Running the integration task with the PCBA data set revealed a speed advantage for ChemCore of 3.8x, which compares well with results obtained for the ChEMBL set. The PCBA result demonstrates that on a set of over 400,000 SMILES pulled from a public-domain bioassay set, ChemCore on average performs better than RDKit at parsing SMILES by a wide margin.

Whatever the reason for ChemCore's better performance, the effect was observed in data sets of different composition and size.

Correctness

A fast implementation that delivers the wrong answer isn't that useful. As a sanity check, the output for both integration tasks was compared using diff:

$ diff results/chemcore-pcba-out.txt results/rdkit-pcba-out.txt 

As expected, there were few differences. However, a few points are worth mention:

  1. RDKit accepts aromatic symbols (e.g, te) that are rejected by ChemCore and not valid according to OpenSMILES.
  2. RDKit reads and assigns tetrahedral stereochemistry on sulfoxides. The OpenSMILES documentation suggests this is not a valid application of tetrahedral templates due to the presence of only three substituents. See this thread for a discussion on how/why RDKit chooses to support this combination.
  3. RDKit accepts some SMILES double bond conformations that are rejected by ChemCore and ambiguous at best according to OpenSMILES. In particular, OpenSMILES disallows double bond conformations in which two alkene subsituents on the same atom are put into the same quadrant. Based on this reading, ChemCore also disallows such encodings, even though they might be rationalized as not introducing conflicts.

Overall, the differences between ChemCore and RDKit interpretations are minor. Just 20 differences were found in one data set containing 400,000 records and eight differences were found in a set of over 40,000.

Ergonomics

Raw performance is nice to have, but ergonomics is also important. How does the Rust version of each task compare to the same task written in Python?

The two sets of implementations are similar in both structure and length. The Python versions are shorter by a few lines, but there's a remarkable degree of similarity in both look and feel between the two code samples.
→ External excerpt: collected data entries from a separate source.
PR #1282, opened 2019-01-14
Copy only required files from exec_prefix and only if it is really different from prefix path

### LINKED ISSUE #1270: 16.1.0 with --python creates symlink to distutils directory
PR #1227 seems to have created a regression in 16.1.0 as compared to 16.0.0 and earlier, at least on my dev systems where I use `make altinstall` to keep a bunch of different builds of Python for compatibility testing purposes. Now, ``lib/pythonX.Y/distutils`` in the virtualenv is created as a symlink to the distutils directory for my Python installation if `--python=pythonX.Y` is supplied, and then the subsequent ``install_distutils()`` call overwrites ``distutils/__init__.py`` in that Python's stdlib (following the symlink) with virtualenv's modified version. This of course results in all manner of later havoc as other callers into distutils end up getting virtualenv's init for it rather than the stdlib implementation.

Prior to the PR (or with it reverted), files in the virtualenv libdir are still symlinked as expected but the distutils directory is (correctly) not a symlink. I apologize for not having a better suggestion at this point than a revert, though hopefully someone with a deeper knowledge of the linkfarm bits will see a simple solution. As it stands, this basically renders tox unusable for me in conjunction with non-system-packaged Python interpreters.

Python built as follows:

    export TAG=3.7.2
    git clean -dfx
    git checkout v$TAG
    ./configure --enable-optimizations --prefix /home/fungi/lib/cpython/$TAG
    make profile-opt
    make altinstall
    ln -sf ../lib/cpython/$TAG/bin/python3.7 ~/bin/

Virtualenv installed with:

    python3.7 -m venv ~/lib/virtualenv
    ~/lib/virtualenv/bin/pip install virtualenv
    ln -sf ../lib/virtualenv/bin/virtualenv ~/bin/

Behavior reproduced with:

    virtualenv --python=python3.7 foo

With this, ``foo/lib/python3.7/distutils`` is created as a symlink to ``~/lib/cpython/3.7.2/lib/python3.7/distutils`` so then virtualenv overwrites the stdlib-supplied ``~/lib/cpython/3.7.2/lib/python3.7/distutils/__init__.py`` with the contents from the https://github.com/pypa/virtualenv/blob/master/virtualenv_embedded/distutils-init.py file.

daa:
When ``sys.exec_prefix`` contains relative parts but actually points to the same directory as ``sys.base_prefix`` or ``sys.prefix`` ``virtualenv`` unnecessarily copies files from it and can't set up virtual environment. This happens for example when distribution uses ``python-exec`` such as Gentoo, another manifestation is described in #1270.

Closes #1270.

- [x] added/updated test(s)


gaborbernat:
@daa should a symlink be enough to test, not?

fungi:
A symlink should be enough to test as long as it's to a relative rather than absolute path.

daa:
@gaborbernat Symlink will suffice, thank you for suggestion.

tests/test_virtualenv.py
```diff
@@ -471,3 +472,26 @@ def test_create_environment_with_local_https_pypi(tmpdir):
...
+        os.environ["PATH"] = os.pathsep.join(
+            p for p in os.environ["PATH"].split(os.pathsep) if not p.startswith(sys.prefix)
+        )
+    python = virtualenv.resolve_interpreter(os.path.basename(sys.executable))
+    try:
+        subprocess.check_call([sys.executable, "-m", "virtualenv", "-p", python, venvdir])
+        home_dir, lib_dir, inc_dir, bin_dir = virtualenv.path_locations(venvdir)
+        assert not os.path.islink(os.path.join(lib_dir, "distutils"))
+    finally:
+        os.environ["PATH"] = old_path
```
gaborbernat: note literals are unicode and windows requires str for os.environ (python 2)

daa: Thank you, seen that recently but forgot.

daa:
While working on the test for this case I've noticed that creation of virtual environment using Python from another virtual environment results in ``distutils`` in new environment being symlink to ``distuils`` from source environment. Not sure if it should be fixed because it makes no harm besides new virtual environment being dependent on the older and the fix may be complicated.
Reason is the same - copying files when ``exec_prefix`` does not match ``prefix``.

daa:
As mentioned in the related ticket linking ``distutils`` when creating virtual environment from virtual environment actually makes harm, to cure it I've limited copying from Python library directory inside ``sys.exec_prefix`` to required files only.

tests/test_virtualenv.py
```diff
@@ -518,3 +518,39 @@ def test_pypy_pre_import(tmp_path):
...
+    """Create virtual environment for Python with ``sys.exec_prefix`` pointing
+    to ``sys.prefix`` or ``sys.base_prefix`` or ``sys.real_prefix`` under a
+    different name
+    """
+    venvdir = str(tmpdir / "venv")
+    python_dir = tmpdir / "python"
+    python_dir.mkdir()
+    path_key = "PATH"
+    if six.PY2:
+        path_key = path_key.encode()
```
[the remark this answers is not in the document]
daa: Thank you.

daa:
Thank you!

andreineculau:
:clap:

any chance of a patch release soon to get this out?

gaborbernat:
Released as ``16.3.0``.
thanks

This may in part reflect my much better familiarity with Rust than Python. If there are more Pythonic ways to write the RDKit code, I'd like to hear about them.

Nevertheless, I ascribe most of the similarity to Rust's automatic type inference. Other than in the function signature, the Rust version requires almost no manual encoding of types. Given that both languages use the same snake_case convention for variables, the result is two languages that look quite similar, at least when programming in the small.

Of course, one important difference between the ChemCore and RDKit implementations is that the former requires a compilation step. I'll let you judge for yourself how much of a burden that is given Rust's Cargo build system and package manager.

Conclusion

The speed of SMILES reading for two cheminformatics toolkits was compared. One was ChemCore, written in Rust. The other was RDKit, written in C++ and Python. Across all tests, including those with and without disk i/o, ChemCore outperformed RDKit on average better than threefold. Some speculations on the possible origins of this observation are offered.